### RECORDS:

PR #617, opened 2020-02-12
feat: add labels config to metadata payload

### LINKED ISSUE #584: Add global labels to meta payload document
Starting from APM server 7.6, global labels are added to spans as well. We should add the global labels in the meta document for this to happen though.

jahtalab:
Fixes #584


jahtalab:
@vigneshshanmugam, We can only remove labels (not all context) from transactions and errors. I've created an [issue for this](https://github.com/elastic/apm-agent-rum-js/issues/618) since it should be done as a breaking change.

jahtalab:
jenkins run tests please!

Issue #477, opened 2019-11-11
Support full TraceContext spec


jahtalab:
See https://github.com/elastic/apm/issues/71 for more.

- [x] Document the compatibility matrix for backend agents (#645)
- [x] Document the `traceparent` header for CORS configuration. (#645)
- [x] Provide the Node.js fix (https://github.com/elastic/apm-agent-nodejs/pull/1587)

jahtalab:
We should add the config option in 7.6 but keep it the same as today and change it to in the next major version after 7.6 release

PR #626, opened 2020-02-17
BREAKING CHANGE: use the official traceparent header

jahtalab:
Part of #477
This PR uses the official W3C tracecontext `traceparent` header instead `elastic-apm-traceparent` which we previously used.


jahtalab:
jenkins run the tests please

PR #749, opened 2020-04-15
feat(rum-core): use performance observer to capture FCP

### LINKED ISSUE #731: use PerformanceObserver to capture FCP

---

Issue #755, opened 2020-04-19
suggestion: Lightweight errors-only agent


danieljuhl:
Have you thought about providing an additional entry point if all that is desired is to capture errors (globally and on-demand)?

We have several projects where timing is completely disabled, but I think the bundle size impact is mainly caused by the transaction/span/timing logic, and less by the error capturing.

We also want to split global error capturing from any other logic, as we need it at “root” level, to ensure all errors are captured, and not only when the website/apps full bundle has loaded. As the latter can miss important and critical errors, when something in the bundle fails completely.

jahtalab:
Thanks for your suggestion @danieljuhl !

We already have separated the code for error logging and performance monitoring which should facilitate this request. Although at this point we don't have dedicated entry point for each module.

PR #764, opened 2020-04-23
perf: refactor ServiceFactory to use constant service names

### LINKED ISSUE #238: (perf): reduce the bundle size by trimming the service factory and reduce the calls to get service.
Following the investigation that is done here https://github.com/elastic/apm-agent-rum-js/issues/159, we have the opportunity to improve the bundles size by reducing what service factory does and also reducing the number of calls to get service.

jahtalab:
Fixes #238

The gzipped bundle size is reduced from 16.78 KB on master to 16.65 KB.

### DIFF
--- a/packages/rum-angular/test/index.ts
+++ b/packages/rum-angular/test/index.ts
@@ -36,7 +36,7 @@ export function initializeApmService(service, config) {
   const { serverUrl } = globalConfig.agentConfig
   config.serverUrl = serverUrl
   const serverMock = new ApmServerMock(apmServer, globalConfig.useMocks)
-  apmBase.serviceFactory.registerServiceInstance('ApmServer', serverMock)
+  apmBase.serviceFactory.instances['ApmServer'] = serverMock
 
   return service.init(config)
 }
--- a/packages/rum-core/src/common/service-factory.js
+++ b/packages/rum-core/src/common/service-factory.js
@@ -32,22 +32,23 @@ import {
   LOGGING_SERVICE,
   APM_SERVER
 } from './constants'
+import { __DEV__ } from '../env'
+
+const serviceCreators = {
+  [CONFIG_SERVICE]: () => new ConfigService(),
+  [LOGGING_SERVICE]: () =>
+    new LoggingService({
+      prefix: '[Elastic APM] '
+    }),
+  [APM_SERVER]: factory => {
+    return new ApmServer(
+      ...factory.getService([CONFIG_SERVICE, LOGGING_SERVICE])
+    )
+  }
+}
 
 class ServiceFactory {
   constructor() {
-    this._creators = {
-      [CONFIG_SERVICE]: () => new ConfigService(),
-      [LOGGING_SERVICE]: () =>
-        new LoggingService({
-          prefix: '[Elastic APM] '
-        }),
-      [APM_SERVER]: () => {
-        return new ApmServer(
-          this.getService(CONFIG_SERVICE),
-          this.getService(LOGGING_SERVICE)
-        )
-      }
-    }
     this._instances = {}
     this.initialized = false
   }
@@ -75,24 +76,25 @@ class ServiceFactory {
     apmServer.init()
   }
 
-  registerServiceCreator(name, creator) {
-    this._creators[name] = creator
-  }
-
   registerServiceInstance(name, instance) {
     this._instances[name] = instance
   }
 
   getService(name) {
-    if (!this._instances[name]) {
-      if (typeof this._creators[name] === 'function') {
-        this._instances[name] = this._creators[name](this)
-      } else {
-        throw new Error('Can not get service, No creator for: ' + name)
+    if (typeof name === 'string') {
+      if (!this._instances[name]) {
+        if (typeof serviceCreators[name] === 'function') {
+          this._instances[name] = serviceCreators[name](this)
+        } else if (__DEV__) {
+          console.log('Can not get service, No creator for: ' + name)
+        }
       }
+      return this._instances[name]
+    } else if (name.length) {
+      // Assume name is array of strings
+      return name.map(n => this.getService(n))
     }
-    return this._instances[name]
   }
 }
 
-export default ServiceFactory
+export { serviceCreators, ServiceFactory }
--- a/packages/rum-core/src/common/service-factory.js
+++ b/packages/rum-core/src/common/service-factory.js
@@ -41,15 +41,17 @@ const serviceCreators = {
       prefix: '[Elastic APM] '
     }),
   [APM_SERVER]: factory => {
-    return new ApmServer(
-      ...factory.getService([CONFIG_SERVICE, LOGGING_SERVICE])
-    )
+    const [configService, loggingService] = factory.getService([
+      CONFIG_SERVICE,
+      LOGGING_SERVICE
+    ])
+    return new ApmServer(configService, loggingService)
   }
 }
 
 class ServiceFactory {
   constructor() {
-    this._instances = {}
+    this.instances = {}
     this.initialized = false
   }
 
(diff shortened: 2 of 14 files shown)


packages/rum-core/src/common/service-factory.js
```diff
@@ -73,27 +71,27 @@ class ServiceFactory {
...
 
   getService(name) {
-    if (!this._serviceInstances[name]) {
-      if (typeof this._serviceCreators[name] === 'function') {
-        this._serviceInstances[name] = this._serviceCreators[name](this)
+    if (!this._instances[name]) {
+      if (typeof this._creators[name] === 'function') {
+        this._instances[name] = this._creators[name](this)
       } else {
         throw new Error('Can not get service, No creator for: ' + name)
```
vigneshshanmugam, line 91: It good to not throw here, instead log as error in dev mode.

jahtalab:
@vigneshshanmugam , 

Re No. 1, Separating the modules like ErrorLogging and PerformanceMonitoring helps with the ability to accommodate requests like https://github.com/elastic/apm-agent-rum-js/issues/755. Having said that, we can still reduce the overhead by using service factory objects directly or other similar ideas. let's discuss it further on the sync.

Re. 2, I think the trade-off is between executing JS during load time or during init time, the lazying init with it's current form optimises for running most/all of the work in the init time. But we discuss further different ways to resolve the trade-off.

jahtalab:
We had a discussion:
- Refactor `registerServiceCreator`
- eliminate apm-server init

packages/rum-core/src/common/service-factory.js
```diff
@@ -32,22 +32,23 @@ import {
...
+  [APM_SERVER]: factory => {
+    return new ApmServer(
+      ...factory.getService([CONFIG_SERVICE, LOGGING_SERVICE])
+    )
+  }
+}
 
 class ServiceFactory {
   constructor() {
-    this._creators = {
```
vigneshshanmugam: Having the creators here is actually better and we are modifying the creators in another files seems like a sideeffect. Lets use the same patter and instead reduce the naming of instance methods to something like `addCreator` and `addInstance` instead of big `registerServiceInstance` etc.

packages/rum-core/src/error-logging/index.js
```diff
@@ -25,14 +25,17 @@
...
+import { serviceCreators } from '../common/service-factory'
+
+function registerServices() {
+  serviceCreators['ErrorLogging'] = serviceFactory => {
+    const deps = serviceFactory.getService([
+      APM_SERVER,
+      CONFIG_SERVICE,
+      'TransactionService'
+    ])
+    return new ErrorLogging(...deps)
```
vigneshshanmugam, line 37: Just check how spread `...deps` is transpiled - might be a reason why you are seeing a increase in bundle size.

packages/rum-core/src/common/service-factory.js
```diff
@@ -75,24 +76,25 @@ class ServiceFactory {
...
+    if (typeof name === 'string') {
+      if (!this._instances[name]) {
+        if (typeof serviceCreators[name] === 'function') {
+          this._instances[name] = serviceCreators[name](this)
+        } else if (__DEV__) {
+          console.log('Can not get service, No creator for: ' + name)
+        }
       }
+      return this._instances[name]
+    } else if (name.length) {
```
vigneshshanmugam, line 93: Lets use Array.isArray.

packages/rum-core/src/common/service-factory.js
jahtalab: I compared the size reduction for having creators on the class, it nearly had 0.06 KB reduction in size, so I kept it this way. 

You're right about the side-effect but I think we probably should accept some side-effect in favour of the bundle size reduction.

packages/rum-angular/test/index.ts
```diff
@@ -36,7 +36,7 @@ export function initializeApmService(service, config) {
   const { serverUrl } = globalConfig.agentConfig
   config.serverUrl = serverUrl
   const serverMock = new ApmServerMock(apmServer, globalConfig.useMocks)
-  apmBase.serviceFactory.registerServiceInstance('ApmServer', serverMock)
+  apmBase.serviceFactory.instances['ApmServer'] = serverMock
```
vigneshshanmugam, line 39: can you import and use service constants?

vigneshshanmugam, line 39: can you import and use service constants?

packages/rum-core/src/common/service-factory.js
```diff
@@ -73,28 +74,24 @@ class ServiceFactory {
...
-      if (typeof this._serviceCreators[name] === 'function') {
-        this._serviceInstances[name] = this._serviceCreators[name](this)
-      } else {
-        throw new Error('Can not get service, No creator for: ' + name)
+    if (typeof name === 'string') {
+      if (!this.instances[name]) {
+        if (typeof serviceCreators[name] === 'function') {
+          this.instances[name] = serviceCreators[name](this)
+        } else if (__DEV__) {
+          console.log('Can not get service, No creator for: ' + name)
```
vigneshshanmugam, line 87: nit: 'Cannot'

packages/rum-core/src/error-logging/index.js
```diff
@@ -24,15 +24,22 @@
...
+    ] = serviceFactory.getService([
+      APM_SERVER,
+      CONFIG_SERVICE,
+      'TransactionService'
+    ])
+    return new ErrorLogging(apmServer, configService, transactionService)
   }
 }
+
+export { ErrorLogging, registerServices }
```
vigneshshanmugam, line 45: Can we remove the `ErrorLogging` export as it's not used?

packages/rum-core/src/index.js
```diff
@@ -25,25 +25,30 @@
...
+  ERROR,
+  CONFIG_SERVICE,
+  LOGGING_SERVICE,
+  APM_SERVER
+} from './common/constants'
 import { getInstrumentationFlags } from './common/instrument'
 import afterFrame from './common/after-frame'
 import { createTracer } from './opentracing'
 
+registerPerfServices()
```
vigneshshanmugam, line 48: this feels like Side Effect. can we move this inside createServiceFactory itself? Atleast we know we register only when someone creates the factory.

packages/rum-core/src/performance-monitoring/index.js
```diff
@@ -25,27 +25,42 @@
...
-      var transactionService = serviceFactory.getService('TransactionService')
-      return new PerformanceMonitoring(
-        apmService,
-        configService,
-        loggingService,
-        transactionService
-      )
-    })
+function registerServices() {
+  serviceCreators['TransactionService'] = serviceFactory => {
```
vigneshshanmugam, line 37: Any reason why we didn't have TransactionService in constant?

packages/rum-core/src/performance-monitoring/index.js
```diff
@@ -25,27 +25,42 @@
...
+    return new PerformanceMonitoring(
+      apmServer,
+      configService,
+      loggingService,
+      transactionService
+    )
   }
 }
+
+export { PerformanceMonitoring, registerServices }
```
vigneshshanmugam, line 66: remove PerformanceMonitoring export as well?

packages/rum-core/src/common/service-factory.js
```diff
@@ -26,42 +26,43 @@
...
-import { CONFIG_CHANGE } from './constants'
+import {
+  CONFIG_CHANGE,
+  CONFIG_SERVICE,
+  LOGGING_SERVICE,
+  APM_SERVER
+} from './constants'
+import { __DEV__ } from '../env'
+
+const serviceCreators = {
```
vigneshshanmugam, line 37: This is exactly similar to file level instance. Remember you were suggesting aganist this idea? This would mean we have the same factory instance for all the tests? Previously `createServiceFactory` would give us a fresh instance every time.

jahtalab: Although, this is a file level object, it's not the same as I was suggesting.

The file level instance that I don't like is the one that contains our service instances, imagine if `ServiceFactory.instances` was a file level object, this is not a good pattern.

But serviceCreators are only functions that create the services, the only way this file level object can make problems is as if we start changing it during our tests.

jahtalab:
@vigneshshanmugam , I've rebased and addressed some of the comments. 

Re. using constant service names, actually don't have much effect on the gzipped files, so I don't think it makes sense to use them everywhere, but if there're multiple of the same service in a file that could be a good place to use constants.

---

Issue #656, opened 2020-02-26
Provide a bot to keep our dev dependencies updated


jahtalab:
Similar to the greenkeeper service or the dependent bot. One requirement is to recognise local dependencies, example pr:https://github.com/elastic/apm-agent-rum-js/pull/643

### WHAT YOU NEED TO DO:
Go through the material above, find each line with the string "constants", and copy it.

### ANSWER FOR THE TASK:
 } from './constants'
vigneshshanmugam, line 39: can you import and use service constants?
vigneshshanmugam, line 39: can you import and use service constants?
+} from './common/constants'
-import { CONFIG_CHANGE } from './constants'
+} from './constants'
Re. using constant service names, actually don't have much effect on the gzipped files, so I don't think it makes sense to use them everywhere, but if there're multiple of the same service in a file that could be a good place to use constants.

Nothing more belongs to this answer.